What the fruck is a ruffled grouse?


----------



## [email protected] (Jan 10, 2006)

Bill, welcome to the site, hopefully someone will be able to help you out with your search, lots of knowledgeable people on here that spend a bit of time in the woods and should be able to point you in the right direction.


----------



## BIGSP (Sep 16, 2004)

[email protected] said:


> Bill, welcome to the site, hopefully someone will be able to help you out with your search, lots of knowledgeable people on here that spend a bit of time in the woods and should be able to point you in the right direction.



Sorry, my lack of sleep has gone to my head. I don't anyone who has French Brittany's but, I am sure someone can lead you in the right direction.


----------



## 2ESRGR8 (Dec 16, 2004)

You may want to try the Wisconsin board or the Upland Journal.
On UJ there is a guy goes by Phred, he has FB's and he's from Wisconsin. I bet he can give you some direction.


----------



## i missed again (Sep 7, 2008)

You may not want to limit your search to just french brits I have a American brit and she hunts close in cover. there are a lot of guys on this site that hunt and breed American brits and seem more than willing to help. They can shed moor light on how close they hunt. This is my first brit great dog and am considering one moor


----------



## JTC (Jun 22, 2006)

You ever watch American GunDog? Harley Jackson just bought an FB about a year ago. Looks to be a great hunting dog on TV. You might want to try emailing him to see where he got his.

Just sayin
Jim


----------



## BillB719 (Feb 2, 2009)

BIGSP said:


> Sorry, my lack of sleep has gone to my head. I don't anyone who has French Brittany's but, I am sure someone can lead you in the right direction.


Been there before. Not a problem. At first I thought it might be part of a hazing ritual 

Bill


----------



## BillB719 (Feb 2, 2009)

2ESRGR8 said:


> You may want to try the Wisconsin board or the Upland Journal.
> On UJ there is a guy goes by Phred, he has FB's and he's from Wisconsin. I bet he can give you some direction.


Thanks for pointing to me to some more great resources.

Bill


----------



## BillB719 (Feb 2, 2009)

i missed again said:


> You may not want to limit your search to just french brits I have a American brit and she hunts close in cover. there are a lot of guys on this site that hunt and breed American brits and seem more than willing to help.
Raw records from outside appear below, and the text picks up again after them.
PR #1311, opened 2019-02-01
allow use of secure gRPC connections between agent and collector

### LINKED ISSUE #1310: only insecure gRPC connection from agent to collector possible
related to: https://github.com/jaegertracing/jaeger/issues/458

In our environment jaeger is deployed in k8s behind an nginx-ingress. The nginx-ingress only supports http based traffic (expect when using TCP port mappings which comes with some caveats...). Thats why we setup the agents (some running outside of k8s) to connect to the collector by gRPC over our nginx-ingress. This works as desired as long as we don't use an encrypted (SSL/TLS) connection. Unfortunately for my company this is not an option for production use, as we require a secured connection.

Currently the agent does not support gRPC with TLS as the `grpc.Dial` method is called with the option `WithInsecure()` (see [collector_proxy.go#L55](https://github.com/jaegertracing/jaeger/blob/master/cmd/agent/app/reporter/grpc/collector_proxy.go#L55)/[collector_proxy.go#L52](https://github.com/jaegertracing/jaeger/blob/master/cmd/agent/app/reporter/grpc/collector_proxy.go#L52)). As of this we're currently not able to use jaeger in production.

Make it possible to choose whether the agent connects over an insecure or secure connection.

I pached the agent myself to test if the agent would work in our setup:
_error handling and sourrounding code omitted, implemented in the `NewCollectorProxy` method in [collector_proxy.go](https://github.com/jaegertracing/jaeger/blob/master/cmd/agent/app/reporter/grpc/collector_proxy.go)_
```golang
pool, _:= x509.SystemCertPool()
creds := credentials.NewClientTLSFromCert(pool, "")
conn, _ = grpc.Dial(r.Scheme()+":///round_robin", grpc.WithBalancerName(roundrobin.Name), grpc.WithTransportCredentials(creds))
```
With this small change I was able to get a connection to the collector over TLS.
- Agent: Implement a flag to enable/disable insecure/secure connection
- Agent: Flag to pass a public key file to use? Or simply use the system trusts as in my example?
- Collector: TLS implementation for people who don't use edge termination to setup a secured connection

At first I can implement this in the agent if there is intrest in it. But probably it would be also good to natively support TLS on the server side (collector) for people who don't use edge-termination but want to secure the communication (also happy to help out here if desired).

ghouscht:
# Which problem is this PR solving?

Resolves #1310

Implementation for a secure gRPC connection between the agent and the collector.

### DIFF
--- a/cmd/agent/app/reporter/grpc/flags.go
+++ b/cmd/agent/app/reporter/grpc/flags.go
@@ -22,10 +22,13 @@ import (
 )
 
 const (
-	gRPCPrefix        = "reporter.grpc."
-	collectorHostPort = gRPCPrefix + "host-port"
-	retry             = gRPCPrefix + "retry.max"
-	defaultMaxRetry   = 3
+	gRPCPrefix             = "reporter.grpc."
+	collectorHostPort      = gRPCPrefix + "host-port"
+	retry                  = gRPCPrefix + "retry.max"
+	defaultMaxRetry        = 3
+	collectorTLS           = gRPCPrefix + "tls"
+	collectorTLSCA         = gRPCPrefix + "tls.ca"
+	collectorTLSServerName = gRPCPrefix + "tls.server-name"
 )
 
 // Options Struct to hold configurations
@@ -33,12 +36,18 @@ type Options struct {
 	// CollectorHostPort is list of host:port Jaeger Collectors.
 	CollectorHostPort []string
 	MaxRetry          uint
+	TLS               bool
+	TLSCA             string
+	TLSServerName     string
 }
 
 // AddFlags adds flags for Options.
 func AddFlags(flags *flag.FlagSet) {
 	flags.String(collectorHostPort, "", "Comma-separated string representing host:port of a static list of collectors to connect to directly.")
 	flags.Uint(retry, defaultMaxRetry, "Sets the maximum number of retries for a call.")
+	flags.Bool(collectorTLS, false, "Enable TLS.")
+	flags.String(collectorTLSCA, "", "Path to a TLS CA file. (default use the systems truststore)")
+	flags.String(collectorTLSServerName, "", "Override the TLS server name.")
 }
 
 // InitFromViper initializes Options with properties retrieved from Viper.
@@ -48,5 +57,8 @@ func (o *Options) InitFromViper(v *viper.Viper) *Options {
 		o.CollectorHostPort = strings.Split(hostPorts, ",")
 	}
 	o.MaxRetry = uint(v.GetInt(retry))
+	o.TLS = v.GetBool(collectorTLS)
+	o.TLSCA = v.GetString(collectorTLSCA)
+	o.TLSServerName = v.GetString(collectorTLSServerName)
 	return o
 }
--- a/cmd/agent/app/flags_test.go
+++ b/cmd/agent/app/flags_test.go
@@ -24,7 +24,7 @@ import (
 	"github.com/stretchr/testify/require"
 )
 
-func TestBingFlags(t *testing.T) {
+func TestBindFlags(t *testing.T) {
 	v := viper.New()
 	b := &Builder{}
 	command := cobra.Command{}
--- a/cmd/agent/app/reporter/flags_test.go
+++ b/cmd/agent/app/reporter/flags_test.go
@@ -24,7 +24,7 @@ import (
 	"github.com/stretchr/testify/require"
 )
 
-func TestBingFlags(t *testing.T) {
+func TestBindFlags(t *testing.T) {
 	v := viper.New()
 	command := cobra.Command{}
 	flags := &flag.FlagSet{}
--- a/cmd/agent/app/reporter/grpc/collector_proxy.go
+++ b/cmd/agent/app/reporter/grpc/collector_proxy.go
@@ -15,13 +15,14 @@
 package grpc
 
 import (
+	"crypto/x509"
 	"errors"
 
-	"github.com/grpc-ecosystem/go-grpc-middleware/retry"
 	"github.com/uber/jaeger-lib/metrics"
 	"go.uber.org/zap"
 	"google.golang.org/grpc"
 	"google.golang.org/grpc/balancer/roundrobin"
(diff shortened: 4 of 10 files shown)


ghouscht:
Looks like an unrelated test is now failing in CI: `TestSaramaConsumerWrapper_start_Messages`. Can't reproduce it on my machine, is this test known to be flaky/broken?

yurishkuro:
possibly, I restarted the build to see.

yurishkuro:
Confirmed flaky test - #1314

yurishkuro:
@ghouscht what is your action plan with this PR? Are you going to add the equivalent settings to the collector?

ghouscht:
Yes, today I wrote some very basic unit tests for the agent part (just flags and ProxyBuilder). 
Will have a look at the collector code tomorrow to add those settings there to. The only thing left then, is some sort of e2e test, but don't know at the moment how to do that...

ghouscht:
Code for the collector part now also finished. Tested it on my local machine and seems to work well. 

things left TODO:
- agent: rewrite unit test `TestProxyBuilder`with custom CA (open for ideas) possible idea: write a cert to a tempfile and use this file to test the `NewCollectorProxy` method with a real CA or is the test like it is now ok?
- collector: do we need a custom error message if the user starts the collector with `--collector.grpc.tls` but does not provide a cert and key? Or just stay with the current error which is like: `"Could not start gRPC collector","error":"failed to load TLS keys: open : no such file or directory"` (not ideal in my opinion)?
- E2E test? how?

yurishkuro:
loading certs from a file in /tmp might be a good way to unit test the initialization paths

ghouscht:
Added [pkg/testutils/certificate.go](https://github.com/jaegertracing/jaeger/pull/1311/files#diff-55ee2fc4b2ba1290248a7b20168aec0d), maybe a bit overkill at the moment. But this method could be used too for an e2e/integration test where a cert and key is needed.

Do you think there is anything left which needs to be done? E2E test or tests for the initialization paths of the collector in [cmd/collector/main.go](https://github.com/jaegertracing/jaeger/blob/master/cmd/collector/main.go) (currently no tests at all for this part of the code)?

pkg/testutils/certificate.go
```diff
@@ -0,0 +1,99 @@
+// Copyright (c) 2019 The Jaeger Authors.
```
yurishkuro: It doesn't feel like we should have this code (which is also hard to test). Go already comes with `crypto/tls/generate_cert.go` that we can run (there's also installable version https://github.com/odeke-em/ssg).

yurishkuro:
we do have integration tests running binaries, `crossdock/docker-compose.yml`, but it's hard to extend. In fact, we still haven't switched it to use gRPC.

pkg/testutils/certificate.go
ghouscht: sure, removed that part of the PR

ghouscht:
Cleaned up the PR and removed the certificate stuff. `TestSaramaConsumerWrapper_start_Messages` is failing again... (this time with a different error I think so).

benley:
You'll probably want to add a ssl trusted roots bundle to the jaeger-agent docker image, similar to what already exists in [jaeger-collector's Dockerfile](https://github.com/jaegertracing/jaeger/blob/c4bb6b524f6be69b3268757f0c2b7c43e4ec7b4b/cmd/collector/Dockerfile#L1-L6):

```diff
--- a/cmd/agent/Dockerfile
+++ b/cmd/agent/Dockerfile
@@ -1,5 +1,10 @@
+FROM alpine:latest as certs
+RUN apk add --update --no-cache ca-certificates
+
 FROM scratch
 
+COPY --from=certs /etc/ssl/certs/ca-certificates.crt /etc/ssl/certs/ca-certificates.crt
+
 EXPOSE 5775/udp 6831/udp 6832/udp 5778
 COPY agent-linux /go/bin/
-ENTRYPOINT ["/go/bin/agent-linux"]
+ENTRYPOINT ["/go/bin/agent-linux", "--reporter.grpc.tls.ca=/etc/ssl/certs/ca-certificates.crt"]
```

ghouscht:
@yurishkuro how to proceed now with this PR?

cmd/agent/app/reporter/grpc/flags.go
```diff
@@ -22,19 +22,28 @@ import (
...
 	CollectorHostPort []string
+	TLS               bool
+	TLSCA             string
+	TLSServerName     string
 }
 
 // AddFlags adds flags for Options.
 func AddFlags(flags *flag.FlagSet) {
 	flags.String(collectorHostPort, "", "(experimental) Comma-separated string representing host:port of a static list of collectors to connect to directly.")
+	flags.Bool(collectorTLS, false, "(experimental) Enable TLS.")
```
pavolloffay: We have removed experimental flags from grpc

ghouscht: Ok, will rebase my PR to master and change this in the code..

ghouscht:
Looks like an unrelated test is failing again? What about coverage, is it ok like this?

pavolloffay:
The coverage should remain at 100%.

ghouscht:
Ok, catching the first miss [here](https://codecov.io/gh/jaegertracing/jaeger/pull/1311/diff?src=pr&el=tree#D5-53) could be hard, or at least I don't know how to do this, any ideas?

The second miss [here](https://codecov.io/gh/jaegertracing/jaeger/pull/1311/diff?src=pr&el=tree#D5-60) shouldn't be a problem, will do this in a few minutes.

yurishkuro:
@ghouscht I fixed coverage by adding one more test (#1391). I can get it approved and merged tomorrow, or you can merge it into your branch, and then we can merge this PR.

NB: in the future I recommend not committing directly to master in your fork, but creating a branch (as I did in #1391). Had you done that, I would've been able to push these extra commits directly into your branch and update this PR automatically.

ghouscht:
I'm out  of the office today. Will merge the changes into my branch tomorrow and squash the commits together.

yurishkuro:
merged as #1391

PR #1312, opened 2019-02-01
Separate query-service functionality from http handler

annanay25:

- Prereq for #1307 

- Separate common utils (span reader/writer, logger, tracer) of the query-service from the APIHandler definition. This will be used by the gRPC handler as well.


cmd/query/app/query_service.go
```diff
@@ -0,0 +1,35 @@
...
+	"github.com/opentracing/opentracing-go"
+	"go.uber.org/zap"
+
+	"github.com/jaegertracing/jaeger/model/adjuster"
+	"github.com/jaegertracing/jaeger/storage/dependencystore"
+	"github.com/jaegertracing/jaeger/storage/spanstore"
+)
+
+// QueryService contains span utils required by the query-service.
+type QueryService struct {
```
yurishkuro: This is a good start, but the idea is to encapsulate everything into this type, not keep accessing its private members from the handlers. To help with that I would recommend moving it to its own package `app/querysvc`.

cmd/query/app/handler.go
```diff
@@ -107,14 +103,14 @@ func NewAPIHandler(spanReader spanstore.Reader, dependencyReader dependencystore
 	if aH.apiPrefix == "" {
 		aH.apiPrefix = defaultAPIPrefix
 	}
-	if aH.adjuster == nil {
-		aH.adjuster = adjuster.Sequence(StandardAdjusters...)
+	if aH.queryService.adjuster == nil {
```
yurishkuro: this defaulting should happen in the constructor of the QueryService

cmd/query/app/query_service.go
```diff
@@ -0,0 +1,35 @@
...
+	spanReader        spanstore.Reader
+	archiveSpanReader spanstore.Reader
+	archiveSpanWriter spanstore.Writer
+	dependencyReader  dependencystore.Reader
+	adjuster          adjuster.Adjuster
+	logger            *zap.Logger
+	tracer            opentracing.Tracer
```
yurishkuro: similar to handler constructor, most of these fields are optional. I suggest creating a QueryServiceOptions struct for that, so that the main constructor looks like this (if error never happens then don't need it):
```
func NewQueryService(
    spanReader spanstore.Reader, 
    dependencyReader dependencystore.Reader, 
    options QueryServiceOptions
) (*QueryService, error) {
}
```

cmd/query/app/querysvc/query_service_options.go
```diff
@@ -0,0 +1,49 @@
...
+// QueryServiceOption is a function that sets some option on the QueryService
+type QueryServiceOption func(qsvc *QueryService)
+
+// QueryServiceOptions is a factory for all available QueryServiceOptions
+var QueryServiceOptions queryServiceOptions
+
+type queryServiceOptions struct{}
+
+// Adjusters creates a QueryServiceOption that initializes the sequence of Adjusters on the QueryService.
+func (queryServiceOptions) Adjusters(adjusters ...adjuster.Adjuster) QueryServiceOption {
```
yurishkuro: Sorry, I should've been more explicit - let's not use the functional options pattern, we're trying to move away from it, just define the additional fields in QueryServiceOptions struct.

cmd/query/app/http_handler.go
```diff
@@ -78,23 +78,18 @@ func NewRouter() *mux.Router {
...
+	queryService *querysvc.QueryService
+	queryParser  queryParser
+	basePath     string
+	apiPrefix    string
+	logger       *zap.Logger
+	tracer       opentracing.Tracer
 }
 
 // NewAPIHandler returns an APIHandler
 func NewAPIHandler(spanReader spanstore.Reader, dependencyReader dependencystore.Reader, options ...HandlerOption) *APIHandler {
```
yurishkuro: I suggest accepting QueryService instead of creating it internally, otherwise you don't have a way to apply its additional configuration options.

cmd/query/app/http_handler.go
```diff
@@ -362,96 +346,61 @@ func (aH *APIHandler) getTraceFromReaders(
 	w http.ResponseWriter,
```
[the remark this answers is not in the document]
annanay25: Yes, will make this change.

cmd/query/app/http_handler.go
```diff
@@ -362,96 +346,61 @@ func (aH *APIHandler) getTraceFromReaders(
...
-			Data:   []string{}, // doens't matter, just want an empty array
-			Errors: []structuredError{},
-		}
-		aH.writeJSON(w, r, &structuredRes)
-	})
+
+	// QueryService.ArchiveTrace can now archive this traceID.
+	err := aH.queryService.ArchiveTrace(r.Context(), &traceID)
+	if err != nil {
+		aH.handleError(w, err, http.StatusInternalServerError)
```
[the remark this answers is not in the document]
annanay25: Will do.

cmd/query/app/querysvc/query_service.go
```diff
@@ -0,0 +1,121 @@
...
+}
+
+// Implement the adjuster.Adjuster interface
+
+// Adjust implements adjuster.Adjuster.Adjust
+func (qs QueryService) Adjust(trace *model.Trace) (*model.Trace, error) {
+	return qs.options.adjuster.Adjust(trace)
+}
+
+// Implement the dependencystore.Reader interface
```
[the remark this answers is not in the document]
annanay25: Initially I thought to implement the reader/writer interface so that the `QueryService` object could be passed around as a `spanstore.Reader` / `spanstore.Writer` object in the APIHandler. But I realise that we're trying to abstract the details of the reader/writer away from the APIHandler, so should I change the functions to pass a QueryService object instead?

cmd/query/app/querysvc/query_service_options.go
```diff
@@ -0,0 +1,27 @@
...
+
+package querysvc
+
+import (
+	"github.com/jaegertracing/jaeger/model/adjuster"
+	"github.com/jaegertracing/jaeger/storage/spanstore"
+)
+
+// QueryServiceOptions is a factory for all available QueryServiceOptions
+type QueryServiceOptions struct {
```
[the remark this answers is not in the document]
annanay25: Okay, will do.

cmd/query/app/querysvc/query_service.go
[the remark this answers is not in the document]
yurishkuro: APIHandler already has a reference to QueryService, so you don't need to pass anything, right?

If there's no strong reason to have QueryService implementing Reader/Writer, I would avoid mentioning it, so that in the future these can become de-coupled. E.g. we may need some extra argument to the QueryService, but not to  the storage APIs.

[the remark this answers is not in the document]
annanay25: You're right. I've made all the changes. 

Just one last thing - As part of the `handler_test` we have a mock implementation of the reader/writer interfaces [here](https://github.com/jaegertracing/jaeger/blob/master/cmd/query/app/handler_test.go#L136). This needs to be replaced with a mock QueryService implementation?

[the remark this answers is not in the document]
yurishkuro: why not use the main QueryService?  In many cases it just delegates to the underlying reader/writer anyway, mocking it doesn't seem that useful.

annanay25:
A couple of things I came across as I'm fixing the test cases after refactoring.

1. Test cases like - 
https://github.com/jaegertracing/jaeger/blob/d40ea3430b0172e3b3e7b0861bc10566e1d0d8ca/cmd/query/app/handler_deps_test.go#L309-L314

... are going to change to - 

```
func TestGetDependenciesSuccess(t *testing.T) {
	server, qs := initializeTestServer()
	defer server.Close()
	expectedDependencies := []model.DependencyLink{{Parent: "killer", Child: "queen", CallCount: 12}}
	endTs := time.Unix(0, 1476374248550*millisToNanosMultiplier)
```
And so we either need:
```  
// Expose DependencyReader directly  
qs.DependencyReader.On("GetDependencies", endTs, defaultDependencyLookbackDuration).Return(expectedDependencies, nil).Times(1)
```
OR
```
// Expose dependencyReader through QueryService.getDepReader()
qs.getDepReader().On("GetDependencies", endTs, defaultDependencyLookbackDuration).Return(expectedDependencies, nil).Times(1)
```
.. (if we don't go with implementing a mock for QueryService)

2. Since we're moving away from functional arguments, we'll now need constructors for `QueryServiceOptions` with signatures like -
```
// QueryServiceOptions has optional members of QueryService
type QueryServiceOptions struct {
	archiveSpanReader spanstore.Reader
	archiveSpanWriter spanstore.Writer
	adjuster          adjuster.Adjuster
}

// NewQueryServiceWithReader creates a QueryServiceOption with an archive reader.
func NewQueryServiceWithReader(archiveSpanReader spanstore.Reader) QueryServiceOptions

// NewQueryServiceWithWriter creates a QueryServiceOption with an archive writer.
func NewQueryServiceWithWriter(archiveSpanWriter spanstore.Writer) QueryServiceOptions 

.
.
```

@yurishkuro could you please review?

yurishkuro:
On the first question, initTestServer is the one that creates and returns the mocks for storage. It should continue doing that. The tests are testing the handler endpoints, they don't care if internally the init function constructs QueryService. It seems like I'm missing something that's confusing you.

On the second question, you need to make the fields of the options struct public, since they are part of the public API of the package.

cmd/query/app/http_handler.go
```diff
@@ -352,106 +339,62 @@ func (aH *APIHandler) parseTraceID(w http.ResponseWriter, r *http.Request) (mode
...
-		structuredRes := structuredResponse{
-			Data:   []string{}, // doens't matter, just want an empty array
-			Errors: []structuredError{},
-		}
-		aH.writeJSON(w, r, &structuredRes)
-	})
+
+	// QueryService.ArchiveTrace can now archive this traceID.
+	err := aH.queryService.ArchiveTrace(r.Context(), traceID)
+	if aH.handleError(w, err, http.StatusInternalServerError) {
```
yurishkuro: you may need to special case the "Trace not found" error and return 404

cmd/query/app/querysvc/query_service.go
```diff
@@ -0,0 +1,121 @@
...
+	for _, span := range trace.Spans {
+		err := qs.options.ArchiveSpanWriter.WriteSpan(span)
+		if err != nil {
+			writeErrors = append(writeErrors, err)
+		}
+	}
+	return multierror.Wrap(writeErrors)
+}
+
+// Adjust implements adjuster.Adjuster.Adjust
```
yurishkuro: `// Adjust applies adjusters to the trace.`

annanay25:
@yurishkuro One test is failing because the `querysvc` directory doesn't have a test file. Not sure what to do here.

cmd/query/app/utils.go
```diff
@@ -0,0 +1,53 @@
...
+// See the License for the specific language governing permissions and
+// limitations under the License.
+
+package app
+
+import (
+	"go.uber.org/zap"
+
+	"github.com/jaegertracing/jaeger/cmd/query/app/querysvc"
+	istorage "github.com/jaegertracing/jaeger/storage"
```
yurishkuro: why the alias?

cmd/query/app/utils.go
```diff
@@ -0,0 +1,53 @@
+// Copyright (c) 2019 The Jaeger Authors.
```
yurishkuro: utils.go -> archive_options.go

cmd/query/app/utils.go
yurishkuro: NB: by moving it here it would need to be tested. May not be worth  it, at least in this PR

annanay25:
I've added an empty test for now because we have all the mock-tests in place for the reader/writer handlers anyway. Could you re-run travis on this @yurishkuro? The build seems to be failing with an unrelated error.

yurishkuro:
@annanay25 there is a drop in code coverage, which shouldn't happen with plain refactoring. Could you find a way to bring coverage back?

annanay25:
Looking into this.

cmd/query/app/querysvc/query_service_test.go
```diff
@@ -0,0 +1,117 @@
...
+}
+
+func initializeTestService() (*QueryService, *spanstoremocks.Reader, *depsmocks.Reader) {
+	readStorage := &spanstoremocks.Reader{}
+	dependencyStorage := &depsmocks.Reader{}
+	qs := NewQueryService(readStorage, dependencyStorage, QueryServiceOptions{})
+	return qs, readStorage, dependencyStorage
+}
+
+// Test QueryService.GetTrace()
```
annanay25: Similarly, need to add tests for all QueryService member functions. Will push these tests by tomorrow, @yurishkuro.

annanay25:
@yurishkuro Build is green :)

annanay25:
@yurishkuro can we go ahead with this?

cmd/query/app/http_handler_test.go
```diff
@@ -97,17 +99,23 @@ func initializeTestServerWithHandler(options ...HandlerOption) (*httptest.Server
...
 	dependencyStorage := &depsmocks.Reader{}
+	qs := querysvc.NewQueryService(readStorage, dependencyStorage, queryOptions)
 	r := NewRouter()
-	handler := NewAPIHandler(readStorage, dependencyStorage, options...)
+	handler := NewAPIHandler(qs, options...)
 	handler.RegisterRoutes(r)
 	return httptest.NewServer(r), readStorage, dependencyStorage, handler
 }
 
+func initializeTestServerWithQueryOptions(queryOptions querysvc.QueryServiceOptions, options ...HandlerOption) (*httptest.Server, *spanstoremocks.Reader, *depsmocks.Reader) {
```
yurishkuro: this is identical to initializeTestServerWithOptions, please remove

yurishkuro:
🎉 🎈

annanay25:
Thanks Yuri! :smile:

They can shed moor light on how close they hunt. This is my first brit great dog and am considering one moor


I am gonna try to track down a French Brit first but I am sure there I could find an American Brit's that would be a great fit also,


----------



## BillB719 (Feb 2, 2009)

JTC said:


> You ever watch American GunDog? Harley Jackson just bought an FB about a year ago. Looks to be a great hunting dog on TV. You might want to try emailing him to see where he got his.
> 
> Just sayin
> Jim


I have not seen that show yet. Thanks for the lead.

Bill


----------



## Firemedic (Apr 5, 2005)

Bill, send BONZ 54 (member here) a private message, I know he has/has had a few.


----------



## BillB719 (Feb 2, 2009)

BillB719 said:


> Been there before. Not a problem. At first I thought it might be part of a hazing ritual
> 
> Bill





BIGSP said:


> What the fruck is a ruffled grouse?



Did not even realize I had a typo in the title till now and someone had to point it out!  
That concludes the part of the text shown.